The bug happens when loading the DUD-E and scPDB dataset
StefanIsSmart opened this issue · 2 comments
Describe the bug
The bug happens when loading the DUD-E and scPDB dataset
To Reproduce
Steps to reproduce the behavior:
- Just run the demo from your websites
from tdc.generation import SBDD
data = SBDD(name='dude')
Expected behavior
Get the data object
Screenshots
Found local copy for 1/2 file...
Found local copy for 2/2 file...
Done!
Processing (this may take long)...
100%|██████████| 102/102 [07:33<00:00, 4.44s/it]
processing done, 0/40490 fails
ValueError Traceback (most recent call last)
/export/disk1/why/database/PL_interaciton_dataset/script/tmp.ipynb 单元格 1 in ()
1 from tdc.generation import SBDD
----> 2 data = SBDD(name='dude')
File /export/disk3/why/software/Anaconda/conda/envs/RDKit/lib/python3.8/site-packages/tdc/generation/sbdd.py:44, in SBDD.init(self, name, path, print_stats, return_pocket, threshold, remove_protein_Hs, remove_ligand_Hs, keep_het, save)

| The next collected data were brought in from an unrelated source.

PR #1105, opened 2022-08-30
adds postephemeral handler to slacktest to audit outgoing messages

mtintes:
##### The Changes
PostEphemeral was not exposing messages in the outgoing messages on slacktest. This is mostly a copy-paste from how postMessage handles that with the [addition](https://github.com/slack-go/slack/compare/master...mtintes:slack:master?expand=1#diff-9b81311406fe82eca68598c5090a2b687e6ab02444abe0ec25cd3bc83c39d2ceR251) that we use the userId that gets handed into the method.

### DIFF
--- a/slacktest/handlers.go
+++ b/slacktest/handlers.go
@@ -211,6 +211,98 @@ func (sts *Server) postMessageHandler(w http.ResponseWriter, r *http.Request) {
 	_ = json.NewEncoder(w).Encode(resp)
 }
 
+// handle chat.postEphemeralMessage
+func (sts *Server) postEphemeralHandler(w http.ResponseWriter, r *http.Request) {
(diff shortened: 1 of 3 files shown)


mtintes:
Just wanted to check in on this to see if there were any questions or concerns surrounding it that I could help clear up. I kind of just threw this in because I needed it to write some tests and most of our sends are ephemeral messages.

mtintes:
Hey just wanted to circle back and see if you had any thoughts on this? Happy to do the work if you have alternative ideas.

mtintes:
hey @kanata2 I know it's been a while, but just want to follow up on this. Happy to update it and whatnot. Or if you have another idea I would happily work through it.

PR #1109, opened 2022-09-03
fix: UploadFileContext not calling api.AuthTestContext

kevin-faliam:
`UploadFileContext` was calling `api.AuthTest` instead of `api.AuthTestContext`


kanata2:
@kevin-faliam Please add description for your changes.

kanata2 (approved):
Thanks!

PR #1113, opened 2022-09-28
Add hidden subtypes to MessageEvent

hinshun:
When handling events through Socket Mode, we end up getting a `MessageEvent` from the Events API. In order to distinguish hidden subtypes, there are fields that isn't being marshaled into the struct like `Hidden bool` which will be nice to have.

### DIFF
--- a/slackevents/inner_events.go
+++ b/slackevents/inner_events.go
@@ -218,6 +218,11 @@ type MessageEvent struct {
 	// Message Subtypes
 	SubType string `json:"subtype,omitempty"`
 
+	// Hidden Subtypes
+	Hidden           bool   `json:"hidden,omitempty"`     // message_changed, message_deleted, unpinned_item
+	DeletedTimestamp string `json:"deleted_ts,omitempty"` // message_deleted
+	EventTimestamp   string `json:"event_ts,omitempty"`
+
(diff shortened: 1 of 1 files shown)


slackevents/inner_events.go
```diff
@@ -218,6 +218,11 @@ type MessageEvent struct {
 	// Message Subtypes
 	SubType string `json:"subtype,omitempty"`
 
+	// Hidden Subtypes
+	Hidden           bool   `json:"hidden,omitempty"`     // message_changed, message_deleted, unpinned_item
+	DeletedTimestamp string `json:"deleted_ts,omitempty"` // message_deleted
+	EventTimestamp   string `json:"event_ts,omitempty"`
```
kanata2, line 224: ` EventTimestamp` has already been added in L207.

slackevents/inner_events.go
```diff
@@ -218,6 +218,11 @@ type MessageEvent struct {
 	// Message Subtypes
 	SubType string `json:"subtype,omitempty"`
 
+	// Hidden Subtypes
```
kanata2, line 221:
```suggestion
	// fields for Hidden Subtypes
```

kanata2 (changes requested):
Thanks!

42 protein, ligand = bi_distribution_dataset_load(name, path, multiple_molecule_dataset_names, return_pocket, threshold, remove_protein_Hs, remove_ligand_Hs, keep_het)
43 if save:
---> 44 np.savez(os.path.join(path, name + '.npz'),
45 protein_coord=protein['coord'],
46 protein_atom=protein['atom_type'],
47 ligand_coord=ligand['coord'],
48 ligand_atom=ligand['atom_type'],
49 )
50 self.save = save
52 self.ligand = ligand
File <array_function internals>:200, in savez(*args, **kwargs)

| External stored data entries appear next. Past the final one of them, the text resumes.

PR #1115, opened 2022-10-12
Support slack events about file

andyhaskell:
This PR adds support for deserializing file_change, file_deleted, file_shared, and file_unshared events from the Slack Events API

##### Pull Request Guidelines

##### PR preparation

##### API changes

### DIFF
--- a/slackevents/inner_events.go
+++ b/slackevents/inner_events.go
@@ -182,6 +182,14 @@ type FileSharedEvent struct {
 	EventTimestamp string        `json:"event_ts"`
 }
 
+// FileUnsharedEvent represents the information associated with the File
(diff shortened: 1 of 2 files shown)


kanata2 (approved):
Thanks!

andyhaskell:
@kanata2 No problem! Btw it looks like in the 1.17 tests, `TestGetRTMInfo` is failing. I haven't used this CI system before, so I was wondering, is there a way to restart that build? At least the wording there makes it sound like a transient issue

kanata2:
Actually, this test is so fraky...
I understood test failure is not related to this changes, so I'll merge.

PR #1117, opened 2022-10-23
fix: create multipart form when multipart request

EkeMinusYou:
This PR fixs form parameter format when multipart request.

### DIFF
--- a/misc.go
+++ b/misc.go
@@ -63,13 +63,12 @@ func (e *RateLimitedError) Retryable() bool {
 	return true
 }
 
-func fileUploadReq(ctx context.Context, path string, values url.Values, r io.Reader) (*http.Request, error) {
+func fileUploadReq(ctx context.Context, path string, r io.Reader) (*http.Request, error) {
 	req, err := http.NewRequestWithContext(ctx, http.MethodPost, path, r)
 	if err != nil {
 		return nil, err
 	}
 
-	req.URL.RawQuery = values.Encode()
 	return req, nil
 }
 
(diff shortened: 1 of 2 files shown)


kanata2:
@EkeMinusYou
Could you add an explanation of what the problem is with the current implementation, or a link to the issue?

EkeMinusYou:
It is not clearly described in Slack's API documentation and is difficult to explain.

File /export/disk3/why/software/Anaconda/conda/envs/RDKit/lib/python3.8/site-packages/numpy/lib/npyio.py:615, in savez(file, *args, **kwds)

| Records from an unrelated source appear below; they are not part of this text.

PR #1119, opened 2022-10-26
Add ListTeams and TeamAccess{Granted,Revoked}Events and fix missing enterprise ID

stephenwan-opal:
This PR makes a few changes useful for building Slack Enterprise Grid integrations.
- Adds support for [`team_access_granted`](https://api.slack.com/events/team_access_granted) and [`team_access_revoked`](https://api.slack.com/events/team_access_revoked) events
- Adds `ListTeams` to call [`auth.teams.list`](https://api.slack.com/methods/auth.teams.list)
- Fixes an issue where `EnterpriseID` is not filled in the events api for callback events
- Lets callers pass `TeamID` to `CreateConversation`. This is a **breaking change**, but hopefully one that prevents future breaking changes.

### DIFF
--- a/auth.go
+++ b/auth.go
@@ -38,3 +38,37 @@ func (api *Client) SendAuthRevokeContext(ctx context.Context, token string) (*Au
 
 	return api.authRequest(ctx, "auth.revoke", values)
 }
+
+type listTeamsResponse struct {
+	Teams []Team `json:"teams"`
+	SlackResponse
+}
+
+type ListTeamsParameters struct {
+	Limit  int
+	Cursor string
+}
+
+// ListTeams returns all workspaces a token can access.
+// More info: https://api.slack.com/methods/admin.teams.list
+func (api *Client) ListTeams(params ListTeamsParameters) ([]Team, string, error) {
+	return api.ListTeamsContext(context.Background(), params)
+}
+
+// ListTeams returns all workspaces a token can access with a custom context.
+func (api *Client) ListTeamsContext(ctx context.Context, params ListTeamsParameters) ([]Team, string, error) {
+	values := url.Values{
+		"token": {api.token},
+	}
+	if params.Cursor != "" {
+		values.Add("cursor", params.Cursor)
+	}
+
+	response := &listTeamsResponse{}
+	err := api.postMethod(ctx, "auth.teams.list", values, response)
+	if err != nil {
+		return nil, "", err
+	}
+
+	return response.Teams, response.ResponseMetadata.Cursor, response.Err()
+}
--- a/conversation.go
+++ b/conversation.go
@@ -342,17 +342,26 @@ func (api *Client) CloseConversationContext(ctx context.Context, channelID strin
 	return response.NoOp, response.AlreadyClosed, response.Err()
 }
 
+type CreateConversationParams struct {
+	ChannelName string
+	IsPrivate   bool
+	TeamID      string
+}
+
 // CreateConversation initiates a public or private channel-based conversation
-func (api *Client) CreateConversation(channelName string, isPrivate bool) (*Channel, error) {
-	return api.CreateConversationContext(context.Background(), channelName, isPrivate)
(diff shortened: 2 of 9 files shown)


conversation.go
```diff
@@ -337,17 +337,24 @@ func (api *Client) CloseConversationContext(ctx context.Context, channelID strin
...
 // CreateConversationContext initiates a public or private channel-based conversation with a custom context
-func (api *Client) CreateConversationContext(ctx context.Context, channelName string, isPrivate bool) (*Channel, error) {
+func (api *Client) CreateConversationContext(ctx context.Context, params CreateConversationParams) (*Channel, error) {
 	values := url.Values{
 		"token":      {api.token},
-		"name":       {channelName},
-		"is_private": {strconv.FormatBool(isPrivate)},
+		"name":       {params.ChannelName},
+		"is_private": {strconv.FormatBool(params.IsPrivate)},
+		"team_id":    {params.TeamID},
```
kanata2: I'm not sure I understand the behavior when passing an empty parameter... it is better to skip if these fields are empty.

auth.go
```diff
@@ -38,3 +38,38 @@ func (api *Client) SendAuthRevokeContext(ctx context.Context, token string) (*Au
...
+	Teams []Team `json:"teams"`
+	SlackResponse
+}
+
+type ListTeamsParameters struct {
+	Limit  int
+	Cursor string
+}
+
+// ListTeams returns all workspaces a token can access.
```
kanata2, line 52: Please add link to this API's doc in comment.
https://api.slack.com/methods/admin.teams.list

auth.go
```diff
@@ -38,3 +38,38 @@ func (api *Client) SendAuthRevokeContext(ctx context.Context, token string) (*Au
...
+func (api *Client) ListTeams(params ListTeamsParameters) ([]Team, *ListTeamsParameters, error) {
+	return api.ListTeamsContext(context.Background(), params)
+}
+
+// ListTeams returns all workspaces a token can access with a custom context.
+func (api *Client) ListTeamsContext(ctx context.Context, params ListTeamsParameters) ([]Team, *ListTeamsParameters, error) {
```
kanata2: [IMO]
I think the `ListTeamsParameter` is a struct for API calls, so I prefer to return next cursor instead of `ListTeamsParameter`. What do you think?

kanata2 (changes requested):
Thank you for submitting PR!

auth.go
stephenwan-opal: do you mean returning `([]Team, string, error)`? I am okay with that too - I originally did this as I was following the example from https://github.com/stephenwan-opal/slack/blob/master/files.go#L288 and https://github.com/stephenwan-opal/slack/blob/master/remotefiles.go#L174

Let me know what you prefer

auth.go
stephenwan-opal: done - thanks!

conversation.go
stephenwan-opal: done, thanks!

stephenwan-opal:
@kanata2 thank you for reviewing - i addressed/responded to the PR comments

stephenwan-opal:
@kanata2 thanks again for reviewing - could you take a look at the new changes here?

kanata2:
Sorry for delay. I'll confirm within a few days.

auth.go
hermanschaaf: Sorry for chiming in here; I'm neither the author nor maintainer, but I would very much like to use the work in this PR. 😄  I think that yes, returning `([]Team, string, error)` is what @kanata2 meant. I guess there are some inconsistencies in the SDK, but e.g. the `GetConversationsContext` method returns a string cursor: https://github.com/slack-go/slack/blob/657f4e78d9216ca7ccefeaf841b4b9623c32926b/conversation.go#L481

stephenwan-opal: i've updated the second commit to return the cursor instead of the entire params struct

kanata2 (approved):
Thanks!
I'll release this in next minor version.

PR #1120, opened 2022-10-31
Add support for status_emoji_display_info

paultyng:
Add missing field to `users.profile.get`, `status_emoji_display_info` which is a list of all the emoji's present in the status emoji or status text and details about them.

Here is an example response:

```
{
    "ok": true,
    "profile": {
        ...
        "status_text": "Construction!",
        "status_emoji": ":construction:",
        "status_emoji_display_info": [
            {
                "emoji_name": "construction",
                "unicode": "1f6a7",
                "display_url": "https://a.slack-edge.com/production-standard-emoji-assets/14.0/apple-large/1f6a7.png"
            }
        ],
        "status_expiration": 0,
        ...
       }
}
```

### DIFF
--- a/users.go
+++ b/users.go
@@ -17,30 +17,38 @@ const (
 
 // UserProfile contains all the information details of a given user
 type UserProfile struct {
-	FirstName             string                  `json:"first_name"`
-	LastName              string                  `json:"last_name"`
-	RealName              string                  `json:"real_name"`
-	RealNameNormalized    string                  `json:"real_name_normalized"`
-	DisplayName           string                  `json:"display_name"`
-	DisplayNameNormalized string                  `json:"display_name_normalized"`
-	Email                 string                  `json:"email"`
-	Skype                 string                  `json:"skype"`
-	Phone                 string                  `json:"phone"`
-	Image24               string                  `json:"image_24"`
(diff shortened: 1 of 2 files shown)


users.go
```diff
@@ -17,30 +17,38 @@ const (
...
+	Team                   string                              `json:"team"`
+	Fields                 UserProfileCustomFields             `json:"fields"`
+}
+
+type UserProfileStatusEmojiDisplayInfo struct {
+	EmojiName    string `json:"emoji_name"`
+	DisplayAlias string `json:"display_alias,omitempty"`
+	DisplayURL   string `json:"display_url,omitempty"`
+	Unicode      string `json:"unicode,omitempty"`
 }
```
kanata2, line 52: [review memo]
java sdk's definition: https://github.com/slackapi/java-slack-sdk/blob/main/slack-api-model/src/main/java/com/slack/api/model/User.java#L118-L122

kanata2 (approved):
Thanks!
I'll merge this after confirming actual response on my end.

users.go
paultyng: `unicode` is new, I just added it (I'm an eng at Slack)

PR #130, opened 2019-02-08
Add launcher definition for jps

pdbain-ibm:
Requires https://github.com/eclipse/openj9/pull/4650

Signed-off-by: Peter Bain <peter_bain@ca.ibm.com>


keithc-ca:
I expect you'll need to remove the filtering of `jps` from `closed/make/launcher/Launcher-jdk.jcmd-post.gmk`.

pdbain-ibm:
> I expect you'll need to remove the filtering of `jps` from `closed/make/launcher/Launcher-jdk.jcmd-post.gmk`.

Empirically, that's not the case. The build system creates `jps` even with the exclusion.

PR #136, opened 2019-02-14
Stop overriding jvm.cfg with OpenJ9 version

keithc-ca:
* the file produced by openjdk works just fine

Fixes #131.

PR #138, opened 2019-02-15
openssl: ensure target directory exists before copying shared library

keithc-ca:
Previously was relying on the rule that would override jvm.cfg (which was removed by #136).


keithc-ca:
Jenkins compile win jdk11

PR #144, opened 2019-03-25
Remove use of 'sort -V'

keithc-ca:
Use only options that are available on all platforms.

See: https://github.com/eclipse/openj9/issues/4932


pshipton:
jenkins compile plinux,win,aix,osx

PR #149, opened 2019-04-02
AArch64: Allow both native build and cross build

knn-k:
This commit changes custom-hook.m4.  It adds "_cross" to OPENJ9_BUILDSPEC
when OPENJ9_CPU is aarch64 and it is in a cross build environment.


knn-k:
https://github.com/eclipse/openj9/pull/5321 adds new spec files for AArch64 Linux with `_cross` in their names.

PR #151, opened 2019-04-04
Backporting OpenJDK fix JDK-8220782

adamfarley:
Defined as the fix for "Program fails when using JDK addressed by
UNC path and using Security Manager"

This will be contributed to OpenJDK shortly.

Signed-off-by: Adam Farley <adam.farley@uk.ibm.com>


adamfarley:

531 @array_function_dispatch(_savez_dispatcher)
532 def savez(file, *args, **kwds):
533 """Save several arrays into a single file in uncompressed .npz
format.
534
535 Provide arrays as keyword arguments to store them under the
(...)
613
614 """
--> 615 _savez(file, args, kwds, False)
File /export/disk3/why/software/Anaconda/conda/envs/RDKit/lib/python3.8/site-packages/numpy/lib/npyio.py:716, in _savez(file, args, kwds, compress, allow_pickle, pickle_kwargs)
714 for key, val in namedict.items():
715 fname = key + '.npy'
--> 716 val = np.asanyarray(val)
717 # always force zip64, gh-10776
718 with zipf.open(fname, 'w', force_zip64=True) as fid:
ValueError: setting an array element with a sequence. The requested array has an inhomogeneous shape after 1 dimensions. The detected shape was (40592,) + inhomogeneous part.
Environment:
- OS: Linux
- Python version: 3.8.13
- TDC version: 0.3.8
- Any other relevant information: None
Additional context
None.
Thanks for raising this issue! @yuanqidu could you help take a look - thanks!